▶ Exercise brief
A complete, exact copy of the records below is the required result.

▶ Listed records
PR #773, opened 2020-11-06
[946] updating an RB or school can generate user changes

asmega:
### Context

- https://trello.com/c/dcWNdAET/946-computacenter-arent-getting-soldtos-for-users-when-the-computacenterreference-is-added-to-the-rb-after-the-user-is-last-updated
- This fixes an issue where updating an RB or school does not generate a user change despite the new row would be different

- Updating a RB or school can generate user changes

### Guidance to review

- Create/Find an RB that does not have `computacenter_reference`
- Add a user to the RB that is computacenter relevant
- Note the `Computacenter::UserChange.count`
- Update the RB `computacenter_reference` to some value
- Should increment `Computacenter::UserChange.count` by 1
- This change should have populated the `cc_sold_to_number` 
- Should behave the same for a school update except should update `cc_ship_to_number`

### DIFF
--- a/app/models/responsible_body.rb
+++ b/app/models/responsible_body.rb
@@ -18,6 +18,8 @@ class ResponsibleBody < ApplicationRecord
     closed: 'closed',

▶ Response
PR #773, opened 2020-11-06
[946] updating an RB or school can generate user changes

asmega:
### Context

- https://trello.com/c/dcWNdAET/946-computacenter-arent-getting-soldtos-for-users-when-the-computacenterreference-is-added-to-the-rb-after-the-user-is-last-updated
- This fixes an issue where updating an RB or school does not generate a user change despite the new row would be different

- Updating a RB or school can generate user changes

### Guidance to review

- Create/Find an RB that does not have `computacenter_reference`
- Add a user to the RB that is computacenter relevant
- Note the `Computacenter::UserChange.count`
- Update the RB `computacenter_reference` to some value
- Should increment `Computacenter::UserChange.count` by 1
- This change should have populated the `cc_sold_to_number` 
- Should behave the same for a school update except should update `cc_ship_to_number`

### DIFF
--- a/app/models/responsible_body.rb
+++ b/app/models/responsible_body.rb
@@ -18,6 +18,8 @@ class ResponsibleBody < ApplicationRecord
     closed: 'closed',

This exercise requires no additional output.